The entries are to be duplicated exactly, with nothing left out.

THE DATA section start

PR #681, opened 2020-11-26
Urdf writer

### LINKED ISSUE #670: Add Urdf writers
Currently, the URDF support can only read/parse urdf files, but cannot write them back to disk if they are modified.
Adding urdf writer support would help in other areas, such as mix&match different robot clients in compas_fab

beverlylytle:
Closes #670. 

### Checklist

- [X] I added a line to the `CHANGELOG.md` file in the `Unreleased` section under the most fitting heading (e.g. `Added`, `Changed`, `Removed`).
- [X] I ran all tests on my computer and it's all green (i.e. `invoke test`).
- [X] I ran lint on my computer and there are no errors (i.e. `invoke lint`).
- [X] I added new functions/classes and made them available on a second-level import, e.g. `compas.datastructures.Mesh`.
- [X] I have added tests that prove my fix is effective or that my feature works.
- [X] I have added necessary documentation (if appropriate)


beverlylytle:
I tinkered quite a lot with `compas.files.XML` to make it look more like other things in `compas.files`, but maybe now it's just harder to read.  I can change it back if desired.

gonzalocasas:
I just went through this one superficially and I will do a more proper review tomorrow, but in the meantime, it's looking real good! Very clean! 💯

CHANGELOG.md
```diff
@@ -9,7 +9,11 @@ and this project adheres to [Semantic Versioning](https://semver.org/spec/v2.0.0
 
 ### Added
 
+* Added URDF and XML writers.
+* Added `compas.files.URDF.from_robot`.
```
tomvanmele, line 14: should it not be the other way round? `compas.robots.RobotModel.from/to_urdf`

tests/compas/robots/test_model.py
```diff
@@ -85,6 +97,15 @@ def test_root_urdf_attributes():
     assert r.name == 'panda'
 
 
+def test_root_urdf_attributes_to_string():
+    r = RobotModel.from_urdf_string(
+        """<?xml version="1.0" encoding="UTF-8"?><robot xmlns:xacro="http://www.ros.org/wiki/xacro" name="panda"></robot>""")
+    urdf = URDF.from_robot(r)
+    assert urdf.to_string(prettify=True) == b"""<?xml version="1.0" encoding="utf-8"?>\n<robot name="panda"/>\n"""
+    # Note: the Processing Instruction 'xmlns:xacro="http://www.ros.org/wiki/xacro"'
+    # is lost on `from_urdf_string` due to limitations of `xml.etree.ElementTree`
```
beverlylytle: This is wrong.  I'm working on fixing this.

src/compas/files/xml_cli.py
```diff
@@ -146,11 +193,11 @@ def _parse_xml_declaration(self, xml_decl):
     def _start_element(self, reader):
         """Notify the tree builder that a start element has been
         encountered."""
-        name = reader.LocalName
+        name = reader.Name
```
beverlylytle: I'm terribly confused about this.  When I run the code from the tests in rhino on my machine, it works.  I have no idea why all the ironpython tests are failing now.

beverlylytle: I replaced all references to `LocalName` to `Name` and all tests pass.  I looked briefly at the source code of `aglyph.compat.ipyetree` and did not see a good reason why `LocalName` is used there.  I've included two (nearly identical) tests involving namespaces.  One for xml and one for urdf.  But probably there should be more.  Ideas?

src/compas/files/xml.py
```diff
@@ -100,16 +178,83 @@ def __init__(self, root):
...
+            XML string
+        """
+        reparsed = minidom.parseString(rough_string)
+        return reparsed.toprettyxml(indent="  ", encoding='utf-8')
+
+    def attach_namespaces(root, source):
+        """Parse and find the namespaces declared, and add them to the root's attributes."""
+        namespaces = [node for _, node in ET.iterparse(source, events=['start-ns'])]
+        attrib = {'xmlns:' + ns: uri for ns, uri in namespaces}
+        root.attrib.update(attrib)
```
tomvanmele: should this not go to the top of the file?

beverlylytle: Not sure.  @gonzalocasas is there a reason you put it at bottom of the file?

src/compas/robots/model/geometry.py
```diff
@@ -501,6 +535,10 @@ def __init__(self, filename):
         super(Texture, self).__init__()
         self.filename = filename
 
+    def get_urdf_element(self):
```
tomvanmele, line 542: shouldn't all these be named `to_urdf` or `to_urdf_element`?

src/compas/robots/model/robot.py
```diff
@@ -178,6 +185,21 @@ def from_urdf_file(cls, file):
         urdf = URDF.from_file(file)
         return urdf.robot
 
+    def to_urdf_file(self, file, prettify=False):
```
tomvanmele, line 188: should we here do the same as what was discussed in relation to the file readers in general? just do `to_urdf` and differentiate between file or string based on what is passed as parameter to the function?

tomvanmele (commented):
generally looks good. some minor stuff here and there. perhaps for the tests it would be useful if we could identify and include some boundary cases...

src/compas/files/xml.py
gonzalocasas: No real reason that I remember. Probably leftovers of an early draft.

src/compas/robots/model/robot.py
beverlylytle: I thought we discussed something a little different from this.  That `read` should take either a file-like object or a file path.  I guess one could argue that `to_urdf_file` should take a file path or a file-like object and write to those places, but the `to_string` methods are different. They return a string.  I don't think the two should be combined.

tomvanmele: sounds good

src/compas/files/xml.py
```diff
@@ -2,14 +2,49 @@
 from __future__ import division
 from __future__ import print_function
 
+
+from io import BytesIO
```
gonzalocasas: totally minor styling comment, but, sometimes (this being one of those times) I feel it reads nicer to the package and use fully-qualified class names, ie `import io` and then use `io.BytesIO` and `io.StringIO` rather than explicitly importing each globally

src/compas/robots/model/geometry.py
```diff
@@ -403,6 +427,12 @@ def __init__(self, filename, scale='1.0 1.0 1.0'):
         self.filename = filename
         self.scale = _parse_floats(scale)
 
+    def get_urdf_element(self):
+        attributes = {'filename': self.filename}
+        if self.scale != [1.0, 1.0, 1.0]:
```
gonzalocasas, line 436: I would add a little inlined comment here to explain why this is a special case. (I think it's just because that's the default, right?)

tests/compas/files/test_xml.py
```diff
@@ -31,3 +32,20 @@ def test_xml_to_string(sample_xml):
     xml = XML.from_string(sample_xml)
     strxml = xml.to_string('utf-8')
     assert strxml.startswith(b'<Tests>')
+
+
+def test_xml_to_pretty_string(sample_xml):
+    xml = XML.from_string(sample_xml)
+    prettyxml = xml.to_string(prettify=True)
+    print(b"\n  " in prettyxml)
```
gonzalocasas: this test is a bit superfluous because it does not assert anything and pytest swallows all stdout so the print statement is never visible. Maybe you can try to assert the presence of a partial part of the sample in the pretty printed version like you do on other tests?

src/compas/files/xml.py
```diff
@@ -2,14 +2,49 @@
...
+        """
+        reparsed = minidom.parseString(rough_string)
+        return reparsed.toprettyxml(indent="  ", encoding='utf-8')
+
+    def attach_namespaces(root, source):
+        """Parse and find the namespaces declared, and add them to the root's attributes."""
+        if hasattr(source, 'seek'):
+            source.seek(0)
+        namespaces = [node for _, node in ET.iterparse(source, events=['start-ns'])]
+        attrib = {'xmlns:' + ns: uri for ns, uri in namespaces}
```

THE DATA section end

§ ANSWER SPACE:
PR #681, opened 2020-11-26
Urdf writer

### LINKED ISSUE #670: Add Urdf writers
Currently, the URDF support can only read/parse urdf files, but cannot write them back to disk if they are modified.
Adding urdf writer support would help in other areas, such as mix&match different robot clients in compas_fab

beverlylytle:
Closes #670. 

### Checklist

- [X] I added a line to the `CHANGELOG.md` file in the `Unreleased` section under the most fitting heading (e.g. `Added`, `Changed`, `Removed`).
- [X] I ran all tests on my computer and it's all green (i.e. `invoke test`).
- [X] I ran lint on my computer and there are no errors (i.e. `invoke lint`).
- [X] I added new functions/classes and made them available on a second-level import, e.g. `compas.datastructures.Mesh`.
- [X] I have added tests that prove my fix is effective or that my feature works.
- [X] I have added necessary documentation (if appropriate)


beverlylytle:
I tinkered quite a lot with `compas.files.XML` to make it look more like other things in `compas.files`, but maybe now it's just harder to read.  I can change it back if desired.

gonzalocasas:
I just went through this one superficially and I will do a more proper review tomorrow, but in the meantime, it's looking real good! Very clean! 💯

CHANGELOG.md
```diff
@@ -9,7 +9,11 @@ and this project adheres to [Semantic Versioning](https://semver.org/spec/v2.0.0
 
 ### Added
 
+* Added URDF and XML writers.
+* Added `compas.files.URDF.from_robot`.
```
tomvanmele, line 14: should it not be the other way round? `compas.robots.RobotModel.from/to_urdf`

tests/compas/robots/test_model.py
```diff
@@ -85,6 +97,15 @@ def test_root_urdf_attributes():
     assert r.name == 'panda'
 
 
+def test_root_urdf_attributes_to_string():
+    r = RobotModel.from_urdf_string(
+        """<?xml version="1.0" encoding="UTF-8"?><robot xmlns:xacro="http://www.ros.org/wiki/xacro" name="panda"></robot>""")
+    urdf = URDF.from_robot(r)
+    assert urdf.to_string(prettify=True) == b"""<?xml version="1.0" encoding="utf-8"?>\n<robot name="panda"/>\n"""
+    # Note: the Processing Instruction 'xmlns:xacro="http://www.ros.org/wiki/xacro"'
+    # is lost on `from_urdf_string` due to limitations of `xml.etree.ElementTree`
```
beverlylytle: This is wrong.  I'm working on fixing this.

src/compas/files/xml_cli.py
```diff
@@ -146,11 +193,11 @@ def _parse_xml_declaration(self, xml_decl):
     def _start_element(self, reader):
         """Notify the tree builder that a start element has been
         encountered."""
-        name = reader.LocalName
+        name = reader.Name
```
beverlylytle: I'm terribly confused about this.  When I run the code from the tests in rhino on my machine, it works.  I have no idea why all the ironpython tests are failing now.

beverlylytle: I replaced all references to `LocalName` to `Name` and all tests pass.  I looked briefly at the source code of `aglyph.compat.ipyetree` and did not see a good reason why `LocalName` is used there.  I've included two (nearly identical) tests involving namespaces.  One for xml and one for urdf.  But probably there should be more.  Ideas?

src/compas/files/xml.py
```diff
@@ -100,16 +178,83 @@ def __init__(self, root):
...
+            XML string
+        """
+        reparsed = minidom.parseString(rough_string)
+        return reparsed.toprettyxml(indent="  ", encoding='utf-8')
+
+    def attach_namespaces(root, source):
+        """Parse and find the namespaces declared, and add them to the root's attributes."""
+        namespaces = [node for _, node in ET.iterparse(source, events=['start-ns'])]
+        attrib = {'xmlns:' + ns: uri for ns, uri in namespaces}
+        root.attrib.update(attrib)
```
tomvanmele: should this not go to the top of the file?

beverlylytle: Not sure.  @gonzalocasas is there a reason you put it at bottom of the file?

src/compas/robots/model/geometry.py
```diff
@@ -501,6 +535,10 @@ def __init__(self, filename):
         super(Texture, self).__init__()
         self.filename = filename
 
+    def get_urdf_element(self):
```
tomvanmele, line 542: shouldn't all these be named `to_urdf` or `to_urdf_element`?

src/compas/robots/model/robot.py
```diff
@@ -178,6 +185,21 @@ def from_urdf_file(cls, file):
         urdf = URDF.from_file(file)
         return urdf.robot
 
+    def to_urdf_file(self, file, prettify=False):
```
tomvanmele, line 188: should we here do the same as what was discussed in relation to the file readers in general? just do `to_urdf` and differentiate between file or string based on what is passed as parameter to the function?

tomvanmele (commented):
generally looks good. some minor stuff here and there. perhaps for the tests it would be useful if we could identify and include some boundary cases...

src/compas/files/xml.py
gonzalocasas: No real reason that I remember. Probably leftovers of an early draft.

src/compas/robots/model/robot.py
beverlylytle: I thought we discussed something a little different from this.  That `read` should take either a file-like object or a file path.  I guess one could argue that `to_urdf_file` should take a file path or a file-like object and write to those places, but the `to_string` methods are different. They return a string.  I don't think the two should be combined.

tomvanmele: sounds good

src/compas/files/xml.py
```diff
@@ -2,14 +2,49 @@
 from __future__ import division
 from __future__ import print_function
 
+
+from io import BytesIO
```
gonzalocasas: totally minor styling comment, but, sometimes (this being one of those times) I feel it reads nicer to the package and use fully-qualified class names, ie `import io` and then use `io.BytesIO` and `io.StringIO` rather than explicitly importing each globally

src/compas/robots/model/geometry.py
```diff
@@ -403,6 +427,12 @@ def __init__(self, filename, scale='1.0 1.0 1.0'):
         self.filename = filename
         self.scale = _parse_floats(scale)
 
+    def get_urdf_element(self):
+        attributes = {'filename': self.filename}
+        if self.scale != [1.0, 1.0, 1.0]:
```
gonzalocasas, line 436: I would add a little inlined comment here to explain why this is a special case. (I think it's just because that's the default, right?)

tests/compas/files/test_xml.py
```diff
@@ -31,3 +32,20 @@ def test_xml_to_string(sample_xml):
     xml = XML.from_string(sample_xml)
     strxml = xml.to_string('utf-8')
     assert strxml.startswith(b'<Tests>')
+
+
+def test_xml_to_pretty_string(sample_xml):
+    xml = XML.from_string(sample_xml)
+    prettyxml = xml.to_string(prettify=True)
+    print(b"\n  " in prettyxml)
```
gonzalocasas: this test is a bit superfluous because it does not assert anything and pytest swallows all stdout so the print statement is never visible. Maybe you can try to assert the presence of a partial part of the sample in the pretty printed version like you do on other tests?

src/compas/files/xml.py
```diff
@@ -2,14 +2,49 @@
...
+        """
+        reparsed = minidom.parseString(rough_string)
+        return reparsed.toprettyxml(indent="  ", encoding='utf-8')
+
+    def attach_namespaces(root, source):
+        """Parse and find the namespaces declared, and add them to the root's attributes."""
+        if hasattr(source, 'seek'):
+            source.seek(0)
+        namespaces = [node for _, node in ET.iterparse(source, events=['start-ns'])]
+        attrib = {'xmlns:' + ns: uri for ns, uri in namespaces}
```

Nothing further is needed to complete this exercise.